Acallemos por un instante la indignación que tamaña inmoralidad suscita. Hagamos silencio momentáneamente ante la iniquidad de no querer advertir que “el sistema” al que el policía caído se vio obligado a custodiar es, precisamente, el que encarnan y del que medran personajes ruinosos y siniestros como los fautores del crimen y sus apologistas.Omitamos también, siquiera fugazmente, la justa ira que nos sobreviene ante tamaño trastrocamiento de la realidad, en virtud del cual toda represión es mala per se, aunque lo sea del homicidio, convirtiéndose entonces en victimarios a las víctimas y en vulgares verdugos a los que están obligados institucionalmente a defender el orden alterado por los crápulas. Ni una palabra profiramos ahora de las muchísimas que corresponderían decir al respecto.

Pero hay algo sobre lo que debemos pronunciarnos. Pues la lógica de Kuperman sería válida, si quisiera significar, prima facie, que todo policía está adiestrado para la lucha, y conteste ante Dios y ante su propia alma de que puede sorprenderlo la parca en cualquier recodo previsible o imprevisto de su diario y abnegado trajín. Gloria y honor ante quien tal vocación abraza. Por extensión sería también válida la feral argumentación, si quisiera decírsenos que todo aquel que se encuadra en la violencia, que practica la militancia, que ejercita el combate, que se entrena en el uso de las armas o que cultiva la fuerza física para manifestarse, sabe que puede recibir un fierrazo y la misma muerte. Variante discursiva más o menos racional de lo que el vulgo suele expresar instintivamente cuando dice “el que busca encuentra”, o “murió en su ley”.
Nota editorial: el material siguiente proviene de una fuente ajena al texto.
PR #35, opened 2019-07-15
[cga] Smart device pointers

mimaric:
Added helper function which allocate device memory and pack it into a unique/smart pointer

### DIFF
--- a/cmake/Tests.cmake
+++ b/cmake/Tests.cmake
@@ -15,7 +15,7 @@ get_property(enable_tests GLOBAL PROPERTY enable_tests)
 function(cga_add_tests NAME SOURCES LIBS)
     # Add test executable
     if (enable_tests)
-        add_executable(${NAME} ${SOURCES})
+        cuda_add_executable(${NAME} ${SOURCES})
 
         # Link gtest to tests binary
         target_link_libraries(${NAME}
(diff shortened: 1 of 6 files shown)


ahehn-nv:
I think we should discuss on our next meeting whether we want to manage memory using smart ptrs or have custom container-like objects (e.g. promote https://github.com/clara-genomics/ClaraGenomicsAnalysis/blob/master/cudaaligner/src/device_storage.cuh).

tijyojwad:
@ahehn-nv @mimaric I think these utilities are generally useful to have. Custom container objects can be specific to modules that want to implement them for their use cases, so we can support both. What do you think?

and I think we can also move device_storage under `cudautils.hpp`, which could use `make_unique_cuda_malloc` in its implementation

mimaric:
Ok, let's discuss whether we want this in our sync call. Merging it is not urgent.

tijyojwad:
@mimaric can this be closed?

mimaric:
Yes it can. Did the device container work get merged/moved to utils?

ahehn-nv:
Not yet, thanks for the reminder!

mimaric:
Closing this bug. Similar behavior will be added in PR 63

Pero entonces, si forma parte de la lógica de los hechos que un policía pueda ser liquidado cruelmente en una refriega, a balas y a fierrazos, sin el elemental derecho humano de que alguien llore su muerte; y si la misma y extraña lógica convalida la impunidad para los sicarios y hasta el futuro nombramiento en algún rentado cargo público; entonces, repetimos, lo mismo se diga de Kosteki y de Santillán, que libremente eligieron el camino del piquete, de la capucha, del palo, de la cadena, cuando no del armamento oculto, del caos visible, de la ilegalidad estruendosa y sostenida. Lo  menos que podían saber es que en algún momento podría tocarles el fierrazo de aquellas instituciones que, teóricamente, están determinadas por las leyes vigentes para impedir el delito. Y lo mismo y potenciadamente se diga de los llorados guerrilleros, miembros de ejércitos internacionales con sólidas estructuras económicas y castrenses. Lo mínimo que podían saber es que les aguardaba la captura, el tormento, la desaparición o los mortíferos vuelos. Que lo sabían y estaban entrenados para ello, lo prueba –entre otras cosas- las previsiones para autoeliminarse que solían tomar sus más jugados conductores.
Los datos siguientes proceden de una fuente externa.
PR #36, opened 2019-07-15
[cga] generate shared libs

tijyojwad:
added cmake optoin to generate shared libs for
cga modules

### DIFF
--- a/CMakeLists.txt
+++ b/CMakeLists.txt
@@ -4,6 +4,7 @@ project(ClaraGenomicsAnalysisCPP)
 # Process options.
 option(cga_enable_tests "Build ClaraGenomicsAnalysis unit tests" OFF)
 option(cga_enable_benchmarks "Build ClaraGenomicsAnalysis benchmarks" OFF)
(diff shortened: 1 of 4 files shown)


tijyojwad:
@vellamike this is needed for the python bindings, so checking it in first

tijyojwad:
@vellamike considered a few alternatives, but this seemed the least intrusive out of - 

1. wrap the add_library/cuda_add_library function and handle the logic within it, but I don't want to do that unless absolutely necessary. I am personally not a fan of wrapping important API calls.
2. expose STATIC/SHARED as global define (e.g. -Dcga_build_type in the cmake command line). that means using the `${cga_build_type}` directly in the add_library function, which is shorter true but I think ties us to a very strict API.
3. expose an option that enabled shared libs. then each module can choose what to do with that option. the global property is the canonical way to save global settings in cmake. if in the future modules want to do something more when `cga_build_shared` is set, they can.
4. use the `CMAKE_BUILD_SHARED` flag, but that builds ALL libraries as shared (including gtest, benchmarks, spoa, etc). but we don't want those to be installed as part of CGA.

vellamike:
OK I agree that the solution you've gone for is the best one. Merged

Todos lo sabían y lo sabemos, menos los que desde hace treinta años vienen haciéndonos creer que tratábase aquel terrorismo marxista de un puñado de efebos inocentes perseguidos por insaciables genocidas. Y que sus muertes, lejos de estar en la lógica trágica de quien desata una guerra, fueron sanguinarias ocurrencias  de militares sádicos. Hoy, que con irritante lenidad gobiernan los capitanejos de aquellas bandas entrenadas y financiadas para segar vidas cristianas y argentinas, es comprensible que Kuperman sincere su odio sin que rija para él la figura de la apología del crimen. Como no rige, es claro, para el Presidente y sus secuaces, abocados sistemáticamente a la glorificación de la guerrilla.
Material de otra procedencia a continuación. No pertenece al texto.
PR #41, opened 2019-07-18
[ci] add check for copyright header

tijyojwad:
Add script to check for copyright header
Fail CI if copyright headers are missing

El cortador de rutas habló con veraz vileza, y no queda para él, por el momento,  sino el menosprecio de los hombres de bien, supuesto que no le alcanzará la justicia de las Argibay y Zaffaroni. Pero el cinismo y la hipocresía de Kirchner en la ocasión, abren una nueva y grotesca página en su prontuario de hombre inferior. Porque fingiendo un correctivo al deslenguado ha dicho textualmente que “a los argentinos, después de todas las cosas que nos pasaron nos debe importar la muerte de todos" (La Nación, ibidem). Si algo cobra un patetismo tan atroz cuanto sistemático en el gobierno de quien así acaba de expresarse, es  su vejamen constante a la memoria de los caídos en la justísima contienda contra el marxismo, el ultraje a los muertos de las Fuerzas Armadas y de Seguridad, colocándose ostensiblemente de parte de sus sicarios, con quienes ejecuta un plan de calculado y rencoroso desquite.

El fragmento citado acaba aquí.